[[ Provided entries, beginning ]]

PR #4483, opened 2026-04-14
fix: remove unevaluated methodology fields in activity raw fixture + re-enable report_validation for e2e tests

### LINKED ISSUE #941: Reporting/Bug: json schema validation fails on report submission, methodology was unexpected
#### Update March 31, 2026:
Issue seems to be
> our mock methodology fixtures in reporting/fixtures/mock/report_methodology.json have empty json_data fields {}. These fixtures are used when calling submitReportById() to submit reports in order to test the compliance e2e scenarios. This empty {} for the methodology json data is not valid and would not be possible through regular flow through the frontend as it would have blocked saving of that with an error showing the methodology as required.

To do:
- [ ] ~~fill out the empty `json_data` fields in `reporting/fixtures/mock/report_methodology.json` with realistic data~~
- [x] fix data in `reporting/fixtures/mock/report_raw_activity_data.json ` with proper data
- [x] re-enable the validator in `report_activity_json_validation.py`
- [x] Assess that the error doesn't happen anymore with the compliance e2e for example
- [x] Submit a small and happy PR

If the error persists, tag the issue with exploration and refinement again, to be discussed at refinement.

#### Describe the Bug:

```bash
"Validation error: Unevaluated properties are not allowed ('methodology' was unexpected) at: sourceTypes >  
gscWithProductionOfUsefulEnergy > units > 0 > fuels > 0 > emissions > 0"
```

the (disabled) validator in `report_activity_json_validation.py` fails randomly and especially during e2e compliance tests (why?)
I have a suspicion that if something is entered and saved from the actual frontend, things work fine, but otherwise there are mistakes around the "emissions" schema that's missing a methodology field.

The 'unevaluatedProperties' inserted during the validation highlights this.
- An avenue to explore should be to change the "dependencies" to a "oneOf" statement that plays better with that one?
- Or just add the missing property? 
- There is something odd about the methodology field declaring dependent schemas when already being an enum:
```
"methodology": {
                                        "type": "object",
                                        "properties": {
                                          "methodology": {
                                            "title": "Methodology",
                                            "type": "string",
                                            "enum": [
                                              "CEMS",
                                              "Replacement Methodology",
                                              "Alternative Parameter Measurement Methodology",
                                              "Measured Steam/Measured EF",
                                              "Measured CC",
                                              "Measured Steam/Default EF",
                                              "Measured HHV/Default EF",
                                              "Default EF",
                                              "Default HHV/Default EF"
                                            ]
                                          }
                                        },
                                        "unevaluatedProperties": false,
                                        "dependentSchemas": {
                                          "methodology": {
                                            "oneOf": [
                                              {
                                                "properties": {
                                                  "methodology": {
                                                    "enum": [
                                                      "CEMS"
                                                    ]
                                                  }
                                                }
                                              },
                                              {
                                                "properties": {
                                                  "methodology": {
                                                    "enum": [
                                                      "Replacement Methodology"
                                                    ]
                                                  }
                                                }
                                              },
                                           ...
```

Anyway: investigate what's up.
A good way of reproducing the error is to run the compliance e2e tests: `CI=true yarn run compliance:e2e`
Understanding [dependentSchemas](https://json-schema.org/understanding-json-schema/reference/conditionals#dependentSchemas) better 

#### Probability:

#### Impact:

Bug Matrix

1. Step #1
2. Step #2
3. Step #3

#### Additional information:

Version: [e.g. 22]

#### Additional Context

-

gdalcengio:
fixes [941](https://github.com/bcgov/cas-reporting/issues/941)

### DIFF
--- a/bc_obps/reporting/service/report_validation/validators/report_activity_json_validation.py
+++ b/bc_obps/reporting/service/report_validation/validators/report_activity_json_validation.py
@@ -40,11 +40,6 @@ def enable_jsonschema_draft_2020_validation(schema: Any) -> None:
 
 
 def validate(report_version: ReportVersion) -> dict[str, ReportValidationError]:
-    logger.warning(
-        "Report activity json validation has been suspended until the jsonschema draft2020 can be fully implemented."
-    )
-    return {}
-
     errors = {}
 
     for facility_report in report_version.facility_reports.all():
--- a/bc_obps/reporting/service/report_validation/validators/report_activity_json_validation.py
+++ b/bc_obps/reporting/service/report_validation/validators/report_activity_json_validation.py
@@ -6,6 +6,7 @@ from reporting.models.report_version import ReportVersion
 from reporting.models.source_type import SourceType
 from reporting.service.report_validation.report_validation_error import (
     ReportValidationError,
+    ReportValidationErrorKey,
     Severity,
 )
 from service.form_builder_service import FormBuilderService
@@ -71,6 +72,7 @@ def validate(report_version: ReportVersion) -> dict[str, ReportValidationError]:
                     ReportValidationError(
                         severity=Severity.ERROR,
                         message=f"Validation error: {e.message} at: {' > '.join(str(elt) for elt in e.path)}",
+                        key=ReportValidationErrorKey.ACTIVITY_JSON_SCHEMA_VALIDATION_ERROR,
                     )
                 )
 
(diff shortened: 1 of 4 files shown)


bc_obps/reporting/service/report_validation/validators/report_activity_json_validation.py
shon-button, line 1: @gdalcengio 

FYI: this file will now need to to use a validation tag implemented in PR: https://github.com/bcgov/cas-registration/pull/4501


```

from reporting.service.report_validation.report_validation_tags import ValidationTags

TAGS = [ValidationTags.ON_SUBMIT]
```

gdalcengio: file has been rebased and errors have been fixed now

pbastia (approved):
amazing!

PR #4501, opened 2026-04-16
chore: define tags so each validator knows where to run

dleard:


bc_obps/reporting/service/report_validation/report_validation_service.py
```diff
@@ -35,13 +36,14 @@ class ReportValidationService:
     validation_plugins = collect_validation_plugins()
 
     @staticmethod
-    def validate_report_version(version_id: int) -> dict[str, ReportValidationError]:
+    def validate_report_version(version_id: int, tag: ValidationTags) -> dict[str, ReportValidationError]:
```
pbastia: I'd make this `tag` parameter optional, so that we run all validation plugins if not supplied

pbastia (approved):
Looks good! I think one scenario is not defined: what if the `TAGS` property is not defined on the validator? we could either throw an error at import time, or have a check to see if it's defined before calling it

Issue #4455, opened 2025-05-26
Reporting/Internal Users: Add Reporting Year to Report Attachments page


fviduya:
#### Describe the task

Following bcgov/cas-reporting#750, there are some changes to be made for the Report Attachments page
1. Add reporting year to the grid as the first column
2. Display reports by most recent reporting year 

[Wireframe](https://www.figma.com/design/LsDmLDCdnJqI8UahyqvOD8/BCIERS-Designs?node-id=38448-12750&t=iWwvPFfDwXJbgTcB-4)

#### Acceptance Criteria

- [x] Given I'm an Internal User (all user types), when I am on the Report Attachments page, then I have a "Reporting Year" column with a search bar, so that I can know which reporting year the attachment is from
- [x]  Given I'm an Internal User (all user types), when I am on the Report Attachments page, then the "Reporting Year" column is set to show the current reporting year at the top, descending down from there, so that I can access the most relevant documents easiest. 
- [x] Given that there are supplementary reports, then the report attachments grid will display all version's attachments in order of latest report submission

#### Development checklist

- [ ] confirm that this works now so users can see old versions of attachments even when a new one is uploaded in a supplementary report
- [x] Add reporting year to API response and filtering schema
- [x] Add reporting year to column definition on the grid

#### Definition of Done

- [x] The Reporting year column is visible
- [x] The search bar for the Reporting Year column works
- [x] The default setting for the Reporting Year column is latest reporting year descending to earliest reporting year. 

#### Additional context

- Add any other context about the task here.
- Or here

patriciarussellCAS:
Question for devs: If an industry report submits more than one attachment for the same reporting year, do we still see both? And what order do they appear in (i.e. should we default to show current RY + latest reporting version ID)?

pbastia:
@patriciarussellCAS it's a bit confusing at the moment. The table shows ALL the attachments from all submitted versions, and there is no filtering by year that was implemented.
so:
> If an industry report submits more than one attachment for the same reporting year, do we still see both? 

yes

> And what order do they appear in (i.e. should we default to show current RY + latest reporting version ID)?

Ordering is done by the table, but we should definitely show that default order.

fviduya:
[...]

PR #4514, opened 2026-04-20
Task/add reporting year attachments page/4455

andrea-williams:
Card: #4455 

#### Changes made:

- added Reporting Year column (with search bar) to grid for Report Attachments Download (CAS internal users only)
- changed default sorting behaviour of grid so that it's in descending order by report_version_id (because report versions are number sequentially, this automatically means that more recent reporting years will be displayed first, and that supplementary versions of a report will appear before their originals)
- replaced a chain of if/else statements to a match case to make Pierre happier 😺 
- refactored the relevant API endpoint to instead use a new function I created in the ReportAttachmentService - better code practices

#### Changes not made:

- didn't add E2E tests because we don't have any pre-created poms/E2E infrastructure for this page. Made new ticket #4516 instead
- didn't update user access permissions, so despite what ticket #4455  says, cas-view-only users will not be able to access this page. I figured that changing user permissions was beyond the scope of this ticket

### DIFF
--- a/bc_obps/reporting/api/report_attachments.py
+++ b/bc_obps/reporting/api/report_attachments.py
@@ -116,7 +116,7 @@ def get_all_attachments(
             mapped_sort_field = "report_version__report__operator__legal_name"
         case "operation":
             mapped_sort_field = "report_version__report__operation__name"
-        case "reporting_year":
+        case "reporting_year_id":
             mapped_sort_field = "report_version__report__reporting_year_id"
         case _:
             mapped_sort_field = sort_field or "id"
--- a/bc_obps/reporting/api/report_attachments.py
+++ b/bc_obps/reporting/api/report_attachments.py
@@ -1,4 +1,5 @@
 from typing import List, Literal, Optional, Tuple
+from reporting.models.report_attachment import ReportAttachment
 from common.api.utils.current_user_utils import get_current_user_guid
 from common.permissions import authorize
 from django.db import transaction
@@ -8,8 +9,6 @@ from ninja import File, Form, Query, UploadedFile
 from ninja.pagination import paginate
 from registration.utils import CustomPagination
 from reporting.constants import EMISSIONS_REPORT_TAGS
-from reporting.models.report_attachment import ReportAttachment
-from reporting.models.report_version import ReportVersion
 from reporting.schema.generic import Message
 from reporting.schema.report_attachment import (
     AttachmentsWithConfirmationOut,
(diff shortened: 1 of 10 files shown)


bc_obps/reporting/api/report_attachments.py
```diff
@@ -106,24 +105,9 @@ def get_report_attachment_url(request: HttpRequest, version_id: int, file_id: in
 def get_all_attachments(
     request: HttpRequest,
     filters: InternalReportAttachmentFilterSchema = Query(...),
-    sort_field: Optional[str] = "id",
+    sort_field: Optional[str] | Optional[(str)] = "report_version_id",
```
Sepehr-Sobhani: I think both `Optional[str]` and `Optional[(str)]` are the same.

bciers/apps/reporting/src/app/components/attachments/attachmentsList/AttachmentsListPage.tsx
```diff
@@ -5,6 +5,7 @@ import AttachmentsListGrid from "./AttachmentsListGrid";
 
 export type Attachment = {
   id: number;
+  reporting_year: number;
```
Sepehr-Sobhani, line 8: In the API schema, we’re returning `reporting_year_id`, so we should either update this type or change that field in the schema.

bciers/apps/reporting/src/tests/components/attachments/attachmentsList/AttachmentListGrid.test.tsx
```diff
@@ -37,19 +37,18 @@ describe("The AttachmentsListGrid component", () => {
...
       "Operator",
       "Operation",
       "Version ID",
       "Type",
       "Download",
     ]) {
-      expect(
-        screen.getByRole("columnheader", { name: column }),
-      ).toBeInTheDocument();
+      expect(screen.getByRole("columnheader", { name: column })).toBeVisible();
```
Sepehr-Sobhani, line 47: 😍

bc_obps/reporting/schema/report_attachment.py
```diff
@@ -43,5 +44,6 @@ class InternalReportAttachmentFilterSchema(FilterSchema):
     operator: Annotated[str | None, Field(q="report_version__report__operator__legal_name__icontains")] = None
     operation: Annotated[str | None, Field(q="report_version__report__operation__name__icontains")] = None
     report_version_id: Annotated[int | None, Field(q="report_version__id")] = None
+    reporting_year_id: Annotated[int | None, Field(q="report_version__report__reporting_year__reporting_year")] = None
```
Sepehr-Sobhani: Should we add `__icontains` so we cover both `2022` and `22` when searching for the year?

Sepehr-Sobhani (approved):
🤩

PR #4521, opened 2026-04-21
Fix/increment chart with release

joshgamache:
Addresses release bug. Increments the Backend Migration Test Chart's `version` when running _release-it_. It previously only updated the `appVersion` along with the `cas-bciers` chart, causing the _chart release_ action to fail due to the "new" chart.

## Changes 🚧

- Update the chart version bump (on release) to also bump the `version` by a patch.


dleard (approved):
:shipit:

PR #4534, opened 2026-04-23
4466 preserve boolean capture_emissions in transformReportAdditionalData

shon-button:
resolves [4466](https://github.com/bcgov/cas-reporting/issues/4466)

[[ Provided entries, end ]]
[[ Provided entries, beginning ]]

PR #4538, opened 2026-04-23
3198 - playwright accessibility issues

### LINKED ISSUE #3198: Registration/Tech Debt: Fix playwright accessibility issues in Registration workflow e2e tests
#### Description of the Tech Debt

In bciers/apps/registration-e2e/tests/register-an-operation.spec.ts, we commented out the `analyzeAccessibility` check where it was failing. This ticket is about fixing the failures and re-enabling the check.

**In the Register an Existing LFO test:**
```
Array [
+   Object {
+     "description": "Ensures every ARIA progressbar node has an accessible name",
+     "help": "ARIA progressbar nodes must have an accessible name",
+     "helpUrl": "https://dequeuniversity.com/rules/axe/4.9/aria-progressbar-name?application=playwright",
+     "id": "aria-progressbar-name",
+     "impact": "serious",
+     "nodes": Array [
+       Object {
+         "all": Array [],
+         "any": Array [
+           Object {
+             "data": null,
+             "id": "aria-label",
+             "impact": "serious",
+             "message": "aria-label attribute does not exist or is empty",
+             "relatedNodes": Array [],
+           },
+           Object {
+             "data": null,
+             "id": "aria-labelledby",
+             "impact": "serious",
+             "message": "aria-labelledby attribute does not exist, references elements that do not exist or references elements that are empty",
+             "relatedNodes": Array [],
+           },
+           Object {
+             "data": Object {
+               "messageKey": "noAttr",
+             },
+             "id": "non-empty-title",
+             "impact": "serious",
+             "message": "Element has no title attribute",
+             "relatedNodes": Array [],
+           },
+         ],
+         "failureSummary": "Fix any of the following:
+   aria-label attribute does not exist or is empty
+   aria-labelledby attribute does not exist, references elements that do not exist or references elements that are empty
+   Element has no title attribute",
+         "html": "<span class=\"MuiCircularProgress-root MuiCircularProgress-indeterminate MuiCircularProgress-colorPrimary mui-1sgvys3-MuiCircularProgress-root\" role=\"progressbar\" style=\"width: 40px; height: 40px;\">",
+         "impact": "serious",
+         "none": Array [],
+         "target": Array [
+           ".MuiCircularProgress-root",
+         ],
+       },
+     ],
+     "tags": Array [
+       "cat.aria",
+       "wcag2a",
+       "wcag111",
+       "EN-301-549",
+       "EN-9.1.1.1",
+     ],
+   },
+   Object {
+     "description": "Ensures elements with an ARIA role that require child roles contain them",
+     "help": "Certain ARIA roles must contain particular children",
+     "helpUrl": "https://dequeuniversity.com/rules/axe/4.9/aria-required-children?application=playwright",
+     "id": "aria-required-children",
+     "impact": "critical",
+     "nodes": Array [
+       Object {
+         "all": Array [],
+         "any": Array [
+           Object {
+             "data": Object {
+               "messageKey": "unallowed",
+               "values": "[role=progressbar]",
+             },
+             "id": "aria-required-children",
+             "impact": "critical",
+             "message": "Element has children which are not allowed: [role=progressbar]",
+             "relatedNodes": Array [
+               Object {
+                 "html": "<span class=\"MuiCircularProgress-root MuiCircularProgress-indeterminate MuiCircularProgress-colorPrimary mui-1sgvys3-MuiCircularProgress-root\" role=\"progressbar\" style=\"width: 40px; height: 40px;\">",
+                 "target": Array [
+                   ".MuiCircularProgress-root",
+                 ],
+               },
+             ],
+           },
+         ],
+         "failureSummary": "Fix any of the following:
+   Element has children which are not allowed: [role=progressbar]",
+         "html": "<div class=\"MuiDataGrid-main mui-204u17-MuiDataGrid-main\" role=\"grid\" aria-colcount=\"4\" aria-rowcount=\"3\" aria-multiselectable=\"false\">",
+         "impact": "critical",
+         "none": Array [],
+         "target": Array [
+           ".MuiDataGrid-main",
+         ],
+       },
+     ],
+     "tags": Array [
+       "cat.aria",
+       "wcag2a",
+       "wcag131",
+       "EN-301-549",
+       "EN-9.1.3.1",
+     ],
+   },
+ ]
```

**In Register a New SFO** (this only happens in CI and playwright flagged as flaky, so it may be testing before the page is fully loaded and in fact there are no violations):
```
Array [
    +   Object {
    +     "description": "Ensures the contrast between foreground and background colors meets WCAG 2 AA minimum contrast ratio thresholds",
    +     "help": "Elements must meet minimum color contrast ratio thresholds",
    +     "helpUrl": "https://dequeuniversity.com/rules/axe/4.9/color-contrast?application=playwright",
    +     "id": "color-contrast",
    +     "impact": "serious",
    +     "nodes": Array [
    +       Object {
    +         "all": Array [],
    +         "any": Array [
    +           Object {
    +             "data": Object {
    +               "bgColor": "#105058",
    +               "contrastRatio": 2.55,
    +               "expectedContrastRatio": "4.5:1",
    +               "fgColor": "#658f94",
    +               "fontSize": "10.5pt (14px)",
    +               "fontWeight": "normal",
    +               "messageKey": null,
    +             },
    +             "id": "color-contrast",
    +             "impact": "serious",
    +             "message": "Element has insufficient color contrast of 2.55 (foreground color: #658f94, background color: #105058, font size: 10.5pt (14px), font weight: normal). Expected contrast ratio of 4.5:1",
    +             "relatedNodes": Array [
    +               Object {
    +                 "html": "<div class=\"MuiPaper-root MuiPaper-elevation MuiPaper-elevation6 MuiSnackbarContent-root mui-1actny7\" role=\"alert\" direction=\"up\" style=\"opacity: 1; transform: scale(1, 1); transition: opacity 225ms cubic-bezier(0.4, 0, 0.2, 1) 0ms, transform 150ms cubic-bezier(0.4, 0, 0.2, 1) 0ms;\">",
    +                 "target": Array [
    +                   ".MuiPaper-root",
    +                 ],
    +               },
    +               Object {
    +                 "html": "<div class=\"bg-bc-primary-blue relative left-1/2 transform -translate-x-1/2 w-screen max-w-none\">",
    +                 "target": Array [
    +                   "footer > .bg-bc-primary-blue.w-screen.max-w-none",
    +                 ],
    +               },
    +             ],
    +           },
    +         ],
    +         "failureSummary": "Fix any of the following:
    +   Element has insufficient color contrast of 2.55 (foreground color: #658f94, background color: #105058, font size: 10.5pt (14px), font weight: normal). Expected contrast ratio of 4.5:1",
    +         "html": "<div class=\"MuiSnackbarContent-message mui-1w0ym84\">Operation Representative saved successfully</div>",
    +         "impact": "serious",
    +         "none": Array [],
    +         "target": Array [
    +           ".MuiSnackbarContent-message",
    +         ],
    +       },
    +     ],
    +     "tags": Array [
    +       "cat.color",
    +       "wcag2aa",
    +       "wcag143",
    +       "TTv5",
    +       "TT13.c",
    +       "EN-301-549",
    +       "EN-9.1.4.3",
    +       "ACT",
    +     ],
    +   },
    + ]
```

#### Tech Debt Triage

[[ Provided entries, end ]]
[[ Provided entries, beginning ]]

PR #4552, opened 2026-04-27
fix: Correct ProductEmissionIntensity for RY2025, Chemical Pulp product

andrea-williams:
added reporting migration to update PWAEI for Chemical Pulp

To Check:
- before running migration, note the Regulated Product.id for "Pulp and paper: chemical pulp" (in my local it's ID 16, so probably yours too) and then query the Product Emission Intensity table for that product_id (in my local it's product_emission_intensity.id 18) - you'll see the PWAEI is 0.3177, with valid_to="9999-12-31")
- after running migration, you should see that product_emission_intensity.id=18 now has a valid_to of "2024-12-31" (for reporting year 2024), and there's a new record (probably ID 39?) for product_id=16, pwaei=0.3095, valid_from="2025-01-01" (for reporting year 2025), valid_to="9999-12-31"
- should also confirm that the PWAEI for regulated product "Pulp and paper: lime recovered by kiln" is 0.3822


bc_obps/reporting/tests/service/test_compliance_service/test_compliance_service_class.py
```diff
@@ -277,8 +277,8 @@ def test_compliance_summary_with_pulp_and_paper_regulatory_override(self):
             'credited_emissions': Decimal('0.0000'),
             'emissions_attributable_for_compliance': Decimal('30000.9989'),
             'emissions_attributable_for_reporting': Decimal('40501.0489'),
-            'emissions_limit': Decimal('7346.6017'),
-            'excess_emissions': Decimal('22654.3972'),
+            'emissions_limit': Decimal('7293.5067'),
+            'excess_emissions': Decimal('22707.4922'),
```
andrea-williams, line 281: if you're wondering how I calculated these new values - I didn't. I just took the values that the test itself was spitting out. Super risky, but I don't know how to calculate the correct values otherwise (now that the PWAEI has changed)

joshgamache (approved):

[[ Provided entries, end ]]

Assignment: Set down, exactly as they stand above, the lines starting with the line with "PR #4483, opened 2026-04-14" and going on through the line with "- [x] Submit a small and happy PR", and no others.

Result:
PR #4483, opened 2026-04-14
fix: remove unevaluated methodology fields in activity raw fixture + re-enable report_validation for e2e tests

### LINKED ISSUE #941: Reporting/Bug: json schema validation fails on report submission, methodology was unexpected
#### Update March 31, 2026:
Issue seems to be
> our mock methodology fixtures in reporting/fixtures/mock/report_methodology.json have empty json_data fields {}. These fixtures are used when calling submitReportById() to submit reports in order to test the compliance e2e scenarios. This empty {} for the methodology json data is not valid and would not be possible through regular flow through the frontend as it would have blocked saving of that with an error showing the methodology as required.

To do:
- [ ] ~~fill out the empty `json_data` fields in `reporting/fixtures/mock/report_methodology.json` with realistic data~~
- [x] fix data in `reporting/fixtures/mock/report_raw_activity_data.json ` with proper data
- [x] re-enable the validator in `report_activity_json_validation.py`
- [x] Assess that the error doesn't happen anymore with the compliance e2e for example
- [x] Submit a small and happy PR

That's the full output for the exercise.